--- START ---
Issue #76, opened 2012-03-20
support for SourceMaps


clarity99:
It seems Chrome has added support for SourceMaps (https://plus.google.com/u/1/110412141990454266397/posts/Nvr6Se6eAPh, http://code.google.com/p/google-web-toolkit/wiki/SourceMaps) and Firefox seems to be working on it as well (https://wiki.mozilla.org/DevTools/Features/SourceMap). 

I think support for this would be a great addition to JSIL, as knowing the original source code location  would simplify debugging a lot.

iskiselev:
Do anybody knows some tool that allow you dynamically switch between SourceMap provided view and original JavaScript right inside debug session? So, that it preserve current debug context - current line, stack, breakpoints?
Otherwise source C# view will be not usable for a lot of tasks (but could help a little bit).

iskiselev:
SourceMap support could be activated by adding `"BuildSourceMap" : true` in .jsilconfig.

iskiselev:
Probably we need introduce something like debug translating options, that will skip clever optimizations (such as EliminateTemporaries, probably some others). Also we may need preserve generation of nop as ";" lines - it will help build more precious source map.
@kg - do you have ideas which FunctionTransformPipeline steps are not necessary and was introduced only for speed improvements? We may try to prepare list of them here (or in wiki).

kg:
At this point I think the vast majority of them are performance-related. It is possible some behaviorally-important passes depend on the output of optimization passes, though.

I think a debug translation mode is a good idea.

PR #852, opened 2015-09-14
Source map initial support

iskiselev:
Looks like I was able add some initial support of Source maps (#76). For now it was done not very clean and mostly hackish, but it already works in Chrome/IE/Visual Studio.
To enable their generation, user need add `BuildSourceMap : true` key in .jsilconfig.

### DIFF
--- a/JSIL/AST/JSAstVisitor.cs
+++ b/JSIL/AST/JSAstVisitor.cs
@@ -19,21 +19,6 @@ namespace JSIL.Ast {
             public string ChildName;
         }
 
-        public class NodeProcessedEventArg : EventArgs
-        {
-            public JSNode Node { get; private set; }
-
-            public NodeProcessedEventArg(JSNode node)
-            {
-                if (node == null)
-                {
-                    throw new ArgumentNullException("node");
-                }
-
-                Node = node;
-            }
-        }
-
         public const int DefaultStackSize = 32;
 
         public readonly Stack<JSNode> Stack = new Stack<JSNode>(DefaultStackSize);
@@ -55,7 +40,7 @@ namespace JSIL.Ast {
 
         protected bool VisitNestedFunctions = false;
 
-        protected event EventHandler<NodeProcessedEventArg> AfterNodeProcessed;
+        protected event Action<JSNode> AfterNodeProcessed;
 
         protected JSAstVisitor () {
             Visitors = VisitorCache.Get(this);
@@ -236,7 +221,7 @@ namespace JSIL.Ast {
 
             if (node != null && AfterNodeProcessed != null)
             {
-                AfterNodeProcessed(this, new NodeProcessedEventArg(node));
+                AfterNodeProcessed(node);
             }
         }
 
--- a/JSIL/AST/JSAstVisitor.cs
+++ b/JSIL/AST/JSAstVisitor.cs
@@ -19,6 +19,21 @@ namespace JSIL.Ast {
             public string ChildName;
         }
 
+        public class NodeProcessedEventArg : EventArgs
+        {
+            public JSNode Node { get; }
+
+            public NodeProcessedEventArg(JSNode node)
+            {
+                if (node == null)
+                {
+                    throw new ArgumentNullException("node");
+                }
+
+                Node = node;
+            }
+        }
+
         public const int DefaultStackSize = 32;
 
         public readonly Stack<JSNode> Stack = new Stack<JSNode>(DefaultStackSize);
@@ -39,6 +54,8 @@ namespace JSIL.Ast {
         protected readonly VisitorCache Visitors;
 
         protected bool VisitNestedFunctions = false;
+
+        protected event EventHandler<NodeProcessedEventArg> AfterNodeProcessed;
 
         protected JSAstVisitor () {
             Visitors = VisitorCache.Get(this);
@@ -169,7 +186,7 @@ namespace JSIL.Ast {
         /// </summary>
         /// <param name="node">The node to visit.</param>
         /// <param name="name">The name to annotate the node with, if any.</param>
-        public virtual void Visit (JSNode node, string name = null) {
+        public void Visit (JSNode node, string name = null) {
             if (node is JSFunctionExpression) {
                 // HACK: No better place to put this at present.
                 // AST visitors shouldn't recurse into nested functions because those function(s)
@@ -215,6 +232,11 @@ namespace JSIL.Ast {
 
                 NodeIndex = oldNodeIndex;
                 StatementIndex = oldStatementIndex;
+            }
+
+            if (node != null && AfterNodeProcessed != null)
+            {
+                AfterNodeProcessed(this, new NodeProcessedEventArg(node));
             }
         }
 
--- a/JSIL/AST/JSAstVisitor.cs
+++ b/JSIL/AST/JSAstVisitor.cs
@@ -21,7 +21,7 @@ namespace JSIL.Ast {
 
         public class NodeProcessedEventArg : EventArgs
         {
-            public JSNode Node { get; }
+            public JSNode Node { get; private set; }
 
             public NodeProcessedEventArg(JSNode node)
             {
--- a/JSIL/AST/JSAstVisitor.cs
+++ b/JSIL/AST/JSAstVisitor.cs
@@ -169,7 +169,7 @@ namespace JSIL.Ast {
         /// </summary>
         /// <param name="node">The node to visit.</param>
         /// <param name="name">The name to annotate the node with, if any.</param>
-        public void Visit (JSNode node, string name = null) {
+        public virtual void Visit (JSNode node, string name = null) {
             if (node is JSFunctionExpression) {
                 // HACK: No better place to put this at present.
                 // AST visitors shouldn't recurse into nested functions because those function(s)
--- a/JSIL/ILBlockTranslator.cs
+++ b/JSIL/ILBlockTranslator.cs
@@ -13,6 +13,7 @@ using JSIL.Internal;
 using JSIL.Transforms;
 using Microsoft.CSharp.RuntimeBinder;
 using Mono.Cecil;
+using Mono.Cecil.Cil;
 
 using TypeInfo = JSIL.Internal.TypeInfo;
 
@@ -22,6 +23,7 @@ namespace JSIL {
         public readonly DecompilerContext Context;
         public readonly MethodReference ThisMethodReference;
         public readonly MethodDefinition ThisMethod;
+        public readonly MethodSymbols Symbols;
         public readonly ILBlock Block;
         public readonly JavascriptFormatter Output = null;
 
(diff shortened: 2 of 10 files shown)


JSIL/AST/JSAstVisitor.cs
```diff
@@ -169,7 +169,7 @@ protected class Adapter<TVisitor, TNode>
         /// </summary>
         /// <param name="node">The node to visit.</param>
         /// <param name="name">The name to annotate the node with, if any.</param>
-        public void Visit (JSNode node, string name = null) {
+        public virtual void Visit (JSNode node, string name = null) {
```
kg: Making ```Visit``` virtual is nasty, this method gets called a *lot* by every single transform.

Since you're just using this to run a hook at the end of ```Visit``` for every node in ```AstEmitter```, could you move to a default-null delegate (or event) on ```AstVisitor``` that is called if not-null at the end of ```Visit```? That should be near-zero-cost for the other visitors.

JSIL/SourceMapBuilder.cs
```diff
@@ -0,0 +1,277 @@
...
+                return Equals(left, right);
+            }
+
+            public static bool operator !=(Mapping left, Mapping right)
+            {
+                return !Equals(left, right);
+            }
+        }
+
+        private static class Base64Vlq
```
kg: Is this someone else's code? If so, is it a compatible license? Just checking.

kg:
Cool! The last time I checked this didn't seem possible because ILSpy was dropping ILRanges in a bunch of places. I'm impressed you got this working and did so with such a small amount of code :-)

JSIL/ILBlockTranslator.cs
```diff
@@ -1130,11 +1138,28 @@ bool forDynamic
...
             var statement = translated as JSStatement;
-            if (statement == null) {
-                var expression = (JSExpression)translated;
+            if (statement == null)
+            {
+                var expression = (JSExpression) translated;
 
                 if (expression != null)
+                {
+                    var ranges =
```
kg: This pair of selects looks like it will perform really badly, so I'd like the source map support to be behind a configuration bool.

JSIL/ILBlockTranslator.cs
```diff
@@ -1130,11 +1138,28 @@ bool forDynamic
...
+                        node.GetSelfAndChildrenRecursive<ILExpression>(item => true).SelectMany(item => item.ILRanges);
+                    var symbolInfo = Symbols != null
+                        ? ranges
+                            .SelectMany(
+                                range =>
+                                    Symbols.Instructions.Where(
+                                        item => range.From <= item.Offset && item.Offset < range.To))
+                            .Select(item => item.SequencePoint)
+                            .Where(item => !(item.StartLine == item.EndLine && item.StartColumn == item.EndColumn))
+                            .ToArray()
```
kg: Use ```.ToList```, it's much faster (counter-intuitively).

JSIL/ILBlockTranslator.cs
```diff
@@ -1130,11 +1138,28 @@ bool forDynamic
...
-            if (statement == null) {
-                var expression = (JSExpression)translated;
+            if (statement == null)
+            {
+                var expression = (JSExpression) translated;
 
                 if (expression != null)
+                {
+                    var ranges =
+                        node.GetSelfAndChildrenRecursive<ILExpression>(item => true).SelectMany(item => item.ILRanges);
```
kg: If you could do this without ```GetSelfAndChildrenRecursive``` that would be good. I forget if they expose a way to treewalk directly. ```GetSelfAndChildrenRecursive``` is one of the biggest timewasters in JSIL profiles and it allocates a lot; in this case we're just going to be throwing its result away to begin with.

JSIL/SourceMapBuilder.cs
iskiselev: Yes, it's Mozilla code (https://github.com/mozilla/source-map/), to be license compliant we need add header from: https://github.com/mozilla/source-map/blob/master/lib/base64-vlq.js.

JSIL/ILBlockTranslator.cs
iskiselev: Sure, I'm even added configuration for it - just need do some more cleanups.

iskiselev:
Main problem that I see now - it that IL in pdb annotated only statement-based and not IL-command level. It may be good idea write some Roslyn extension, that will preserve information for each IL-command.

JSIL/ILBlockTranslator.cs
iskiselev: Probably it would be better always preserve source ILRange in  JSNode on this stage, and introduce separate pass over converted AST representation to build SourceMap if needed, as this processing could be really more complicated.
Right now JSIL may reuse JSNode (as variables) - and it may be a problem for this task. Will investigate a little bit more proper point of ILTranslation extension.
Will be good if right solution would not require us rewrite each JSNode creation.

JSIL/JavascriptAstEmitter.cs
```diff
@@ -78,6 +80,16 @@ Configuration configuration
             this.Visit(node);
         }
 
+        public override void Visit(JSNode node, string name = null)
+        {
+            base.Visit(node, name);
+            if (Output.SourceMapBuilder != null && node != null && node.SymbolInfo != null && node.SymbolInfo.Any())
+            {
+                Output.SourceMapBuilder.AddInfo(Output.Output.Line, Output.Output.FirstNonSpace, node.SymbolInfo);
```
iskiselev: Really here should be `Output.Output.Column` instead of `Output.Output.FirstNonSpace`. But VS debugger doesn't work if there is no symbol for first non-space symbol on line.
While we still has only one point per line (while we take info from PDB), we could use this hack. We need some better solution in general.

JSIL/ILBlockTranslator.cs
iskiselev: Will look on it later - really this point will change a lot while Source map support will be more mature.

iskiselev:
Updated based on PR input.

JSIL/AST/JSAstVisitor.cs
```diff
@@ -19,6 +19,21 @@ public struct EnclosingNode<T> {
             public string ChildName;
         }
 
+        public class NodeProcessedEventArg : EventArgs
```
kg: Can you make this a struct or just pass a JSNode directly? 'sender' is useless here so there's not much point in paying for a heap allocation per-node.

JSIL/AST/JSAstVisitor.cs
```diff
@@ -216,6 +233,11 @@ protected class Adapter<TVisitor, TNode>
                 NodeIndex = oldNodeIndex;
                 StatementIndex = oldStatementIndex;
             }
+
+            if (node != null && AfterNodeProcessed != null)
```
kg: Huh, node can be null?

kg:
I'm not sure I understand the TranslationResult changes. Why does it need a new argument to AddFile? Is there a reason I'm overlooking why source maps can't just be additional files added to the TranslationResult? I don't like the idea of adding additional logic to TranslationResult, especially logic to generate new content on-demand lazily.

JSIL/AST/JSAstVisitor.cs
iskiselev: I've seen it when I translate my application. I've a lot of log messages, but as it doesn't affect anything I've not looked on it.

kg: OK. Probably indicates a bug on my end. Don't mind having the conditional there, though.

JSIL/AST/JSAstVisitor.cs
iskiselev: Here is common question - should we use standard event pattern (sender, eventArgs) - or could we optimize it.
In most scenarios I prefer use standard pattern as it simplify code readability for other developers.
Here, if you'd like it - let's change event signature to just `Action<JSNode>`

iskiselev:
Source map generation is relative to generated javascript.
If we use some post-processing of TranslationResult (merge it, as an example) - we should also merge  SourceMap and generate it only afterwards.
Right now I've not yet supported SourceMap merging, but we may need it.

JSIL/AST/JSAstVisitor.cs
kg: Normally sticking with convention is good, but an allocation per node visited is pretty nasty perf-wise. GC is a major bottleneck in JSIL :(

kg:
I see. I'd prefer that we not put this in TranslationResult directly, and put this logic somewhere else. It's intended that TranslationResult just be a dumb container for already-translated files, so the way it does .Build on-demand is problematic.

iskiselev:
Could you suggest home for this intermediate SourceMap in this case. So it relates to JavaScript stream that contains in ResultFile and make no sense without it - but should be changed if we do any post-processing for ResultFile (add header, merge and so on)?

kg:
My instinct is that we should have a type representing all the source mappings for the current compile, and then at the end when we write out TranslationResult there's a way to write out the source maps.

The source maps don't go into the compile manifest (JSIL.js has no reason to load them), etc. And we may want to just produce one source map, and we might not want to output it to disk.

Your point about needing to sync it up with the JS in ResultFile is a good one though...

iskiselev:
According to sourcemap standard we can't do one sourcemap for several .js files - so it always be one/zero map per generated *.js.
Moreover, we need modify generated *.js to attach sourcemap to it - we add:
`//# sourceMappingURL=file://...`
to the end of each JS if we've generated sourcemap.

kg:
Can we programmatically decide the name of the sourcemap up front, and just add it to the file header when sourcemaps are enabled? Then there's no need to filter the results or do dynamic code generation in TranslationResult.

iskiselev:
Yes we can. Let's summarize all restrictions here:
1. There could be only one sourcemap per *.js file (not sure, probably I'm not correct here).
2. One sourcemap provide info for only one *.js file
3. Source map and js knows each other names.
4. If js file was edited (especially lines added/removed), sourcemap needs to be rebuild.

iskiselev:
But I still don't understand how we will solve problem with merging TranslationResult if we generate sourcemap upfront.

kg:
Sorry, I don't think we need to generate the map up front, just assign it a name up front. I'm ok with the sourcemap being generated on demand, I just don't want the on-demand generation to be a part of translationresult. does that make sense?

iskiselev:
Unfortunately here is still a problem.
We may merge TranslationResult. If we generate SourceMap reference upfront, we will broke restriction (1).
So, looks like it is responsibility of component that build SourceMap to add reference back to original file.

kg:
I'll think more about how we should do this. Can you explain the merging thing to me? I'm not aware of JSILc ever merging files.

iskiselev:
JSIL merge all TranslationResult when generate test cases. On other hand probably we may ignore it.

kg:
Ahh, right. The TranslationResult merging is Bad and it probably shouldn't do it. We can ignore that when designing new features; if it becomes a problem I'll just fix it.

iskiselev:
@kg, after my test, it looks that best option to reference SourceMap is using URL with full local path (through FILE://).
It is only option that will work on developer computer with any web server configuration - and in most cases developer needs them on his local computer.

But there is a problem - currently AssemblyTranslator doesn't know where scripts will go - it works with translation results. How could you advice me to solve this problem?

iskiselev:
Still leave writing SourceMap link on Translation result writing to file, but cleaned it a little bit.

kg:
Egh. Writing file:// into the source to point to the sourcemap is really gross. I'm not sure there's a sensible way to make that work... I'll think about it.

kg:
Can you look into this?
https://ci.appveyor.com/project/kg/jsil/build/1.0.64

iskiselev:
Error looks really strange. Can you restart build to be sure if it is constantly reproducible?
--- END ---
■ Task brief
Your reply should be a single number: how many lines in the entries above hold the string "cases".

■ Result of the exercise
2